Topic Modeling in Embedding Spaces

Paper · arXiv 1907.04907 · Published July 8, 2019

Topic modeling analyzes documents to learn meaningful patterns of words. However, existing topic models fail to learn interpretable topics when working with large and heavy-tailed vocabularies. To this end, we develop the embedded topic model (ETM), a generative model of documents that marries traditional topic models with word embeddings. In particular, it models each word with a categorical distribution whose natural parameter is the inner product between a word embedding and an embedding of its assigned topic.

Topic models are statistical tools for discovering the hidden semantic structure in a collection of documents (Blei et al., 2003; Blei, 2012). Topic models and their extensions have been applied to many fields, such as marketing, sociology, political science, and the digital humanities. Boyd- Graber et al. (2017) provide a review.

Most topic models build on latent Dirichlet allocation (LDA) (Blei et al., 2003). LDA is a hierarchical probabilistic model that represents each topic as a distribution over terms and represents each document as a mixture of the topics. When fit to a collection of documents, the topics summarize their contents, and the topic proportions provide a low-dimensional representation of each one. LDA can be fit to large datasets of text by using variational inference and stochastic optimization (Hoffman et al., 2010, 2013).

LDA is a powerful model and it is widely used. However, it suffers from a pervasive technical problem—it fails in the face of large vocabularies. Practitioners must severely prune their vocabularies in order to fit good topic models, i.e., those that are both predictive and interpretable. This is typically done by removing the most and least frequent words. On large collections, this pruning may remove important terms and limit the scope of the models. The problem of topic modeling with large vocabularies has yet to be addressed in the research literature.

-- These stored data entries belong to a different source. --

Issue #5452, opened 2022-08-17
Truffle scenario tests exercises `@truffle/preserve`, but that package is no longer part of the truffle monorepo.


benjamincburns:
This is currently blocking #5335 (and PR #5367) due to there being scenario tests in this repo that are meant to be testing the `@truffle/preserve-*` plugins.

Specifically in this case, `@truffle/preserve` depends on `@truffle/error`, and #5367 introduces breaking changes to that package. As a result, there's a chicken/egg problem where we have to publish an update for `@truffle/error` in order to publish an update for `@truffle/preserve`, but with the current state of affairs I can't publish `@truffle/error` because the integration tests for the current version of `@truffle/preserve` produce a red build of `@truffle/error`.

I could work around this by avoiding the breaking change in #5367 (and I may do that as well), but this issue will just pop up again in some other way. The underlying problem is that we effectively haven't decoupled `truffle` from `@truffle/preserve` until we've stopped testing that the current version of `@truffle/preserve` integrates with in-flight dev changes _from within in the `truffle` repo_.

PR #5455, opened 2022-08-18
Revive `@truffle/preserve`

benjamincburns:
Brings `@truffle/preserve` back into the project, but leaves the plugins in the [trufflesuite/preserves](https://github.com/trufflesuite/preserves) repo. Attempts to preserve history where possible, although it gets a bit weird in places.

Addresses #5452.


benjamincburns:
This is a draft for the moment as I need to rework the history one more time. I just wanted to push _something_ up that matches what I expect the final state will be so that I can start getting CI feedback.

benjamincburns:
This is ready for review now, I think. I'll push a second PR that removes the `spinnies` dep in favor of `@truffle/spinners`, but otherwise that should be it 🤞

cds-amal (approved):
Thanks, @benjamincburns. Looks good to me!

PR #5456, opened 2022-08-18
Update spinners to latest spinnies version

benjamincburns:
The latest version of @trufflesuite/spinnies includes a few minor typing bug fixes. This change updates to the latest version of that package, and fixes a few other typing errors.

This change is necessary to remove the `spinnies` library from the `preserve` package, which makes it consistent with our other spinner logic (properly stacked spinners, etc). Unfortunately when attempting that change without this one, I run into a typing error that this change fixes.

Also introduces an `indent` property that should've been added to the original version of this package.


cliffoo (approved):
Looks good to me! Thanks @benjamincburns. Just a few questions from my side:

- For `stoppedPrefix` and the new `indent` methods, why allow get / set `undefined`? Why not be strict like the other methods (just `string`)?
- Speaking of arg / returns type, would `Color | string` be better than just `string`?
- Is the optional chaining after `spinnies.pick` necessary? Does `spinnies` ever remove `this.name`?

Apologies if the answers to these questions are trivial / obvious due to my lack of context!

benjamincburns:
> Apologies if the answers to these questions are trivial / obvious due to my lack of context!

No need to apologize, @cliffoo! Thanks for the review!

Personally I feel somewhat strongly that reviewers should review what's in front of them and if they need additional context it's totally fine to ask as many questions as you like!

> * For `stoppedPrefix` and the new `indent` methods, why allow get / set `undefined`? Why not be strict like the other methods (just `string`)?

Assigning `undefined` to these properties just causes `spinnies` to revert to its internal defaults for that option. For example, here's [the application of the default for `stoppedPrefix`](https://github.com/trufflesuite/spinnies/blob/6070d82185a55896baf3f602962eadd1ad65a374/index.js#L260-L261), and [here's the application of the default for `indent`](https://github.com/trufflesuite/spinnies/blob/6070d82185a55896baf3f602962eadd1ad65a374/index.js#L238)).

> * Speaking of arg / returns type, would `Color | string` be better than just `string`?

The properties that I changed from `Color | string` to `string` were just incorrectly typed to begin with - probably bad copypasta on my part. The `Color` type is just a union of string literal types that match up to the color strings in the version of `chalk` that `spinnies` uses. Those "prefix" properties don't set the color of the prefix, but the actual prefix text itself (e.g. ❌  is the default for `failPrefix`, IIRC).


> * Is the optional chaining after `spinnies.pick` necessary? Does `spinnies` ever remove `this.name`?

Yeah, when the `remove` method is called on the `Spinner` object, it calls `spinnies.remove(this.name)`, and that deletes all knowledge of that spinner from spinnies's internal module-level state. If you then call `spinnies.pick(this.name)`, it returns `undefined` rather than throwing.

PR #5458, opened 2022-08-18
Internal improvement: Convert workflow-compile to TypeScript

eggplantzzz:


eggplantzzz:
I'm wondering if it is better to do the initial TS conversion work first and then refine later in a separate PR, or whether I should just refine in the same PR. Any opinions on this?

haltman-at:
CI didn't run...?

cds-amal:
> I'm wondering if it is better to do the initial TS conversion work first and then refine later in a separate PR, or whether I should just refine in the same PR. Any opinions on this?

Conversion then refinement is my vote.

packages/workflow-compile/legacy/index.js
```diff
@@ -3,15 +3,37 @@ const fse = require("fs-extra");
...
+
+  if (!config.resolver) config.resolver = new Resolver(config);
+
+  if (!config.artifactor) {
+    config.artifactor = new Artifactor(config.contracts_build_directory);
+  }
+
+  return config;
+}
+
```
cliffoo, line 36: This appears to be identical to `prepareConfig` in utils.js. Maybe this legacy file can also be ts so it can import instead? Save some imports and duplicate code.

cliffoo (commented):
Nice one @eggplantzzz ! Just one comment about some duplicate code. Are there reasons to keep files under /legacy js? If not I think we should convert that too. But... If there are reasons, then maybe extract that function as a separate js file to be imported by both src/utils.ts and legacy/index.js? Your call!

I think the `require("@truffle/workflow-compile").default` is fine. One of these days, the core package will be ts!

packages/workflow-compile/legacy/index.js
eggplantzzz: So the legacy stuff is eventually going to be removed. I think it might be a breaking change to do so currently because some people might be using it. My approach was to leave it alone quarantined in its own folder (as it is sort of deprecated) as there doesn't seem to be much value in updating it if it is going to be removed the next time we are able to create a breaking change. What do you think?

cliffoo: That's fair. I guess we just have to make a note of this and chuck it when workflow-compile is ready for a major bump.

cliffoo (approved):
Looks like there's a conflict because v5.5.30 was released, but otherwise everything LGTM! Thanks @eggplantzzz 👍

PR #5463, opened 2022-08-18
Fix typo in `package.json`

cliffoo:


packages/dashboard-message-bus-common/package.json
```diff
@@ -17,7 +17,7 @@
   "repository": {
     "type": "git",
     "url": "https://github.com/trufflesuite/truffle.git",
-    "directory": "packages/dashboard-mesasge-bus"
+    "directory": "packages/dashboard-message-bus"
```
haltman-at, line 20: Oh hey while you're at it, this should be `dashboard-message-bus-common`, right?

cliffoo: You're right, I need 💤

sukanyaparashar (approved):
This looks good! @cliffoo

haltman-at (approved):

In parallel with topic modeling came the idea of word embeddings. Research in word embeddings begins with the neural language model of Bengio et al. (2003), published in the same year and journal as Blei et al. (2003). Word embeddings eschew the “one-hot” representation of words— a vocabulary-length vector of zeros with a single one—to learn a distributed representation, one where words with similar meanings are close in a lower-dimensional vector space (Rumelhart and Abrahamson, 1973; Bengio et al., 2006).

In this paper, we develop the embedded topic model (ETM), a topic model for word embeddings. The ETM enjoys the good properties of topic models and the good properties of word embeddings

As a topic model, it discovers an interpretable latent semantic structure of the texts; as a word embedding, it provides a low-dimensional representation of the meaning of words. It robustly accommodates large vocabularies and the long tail of language data.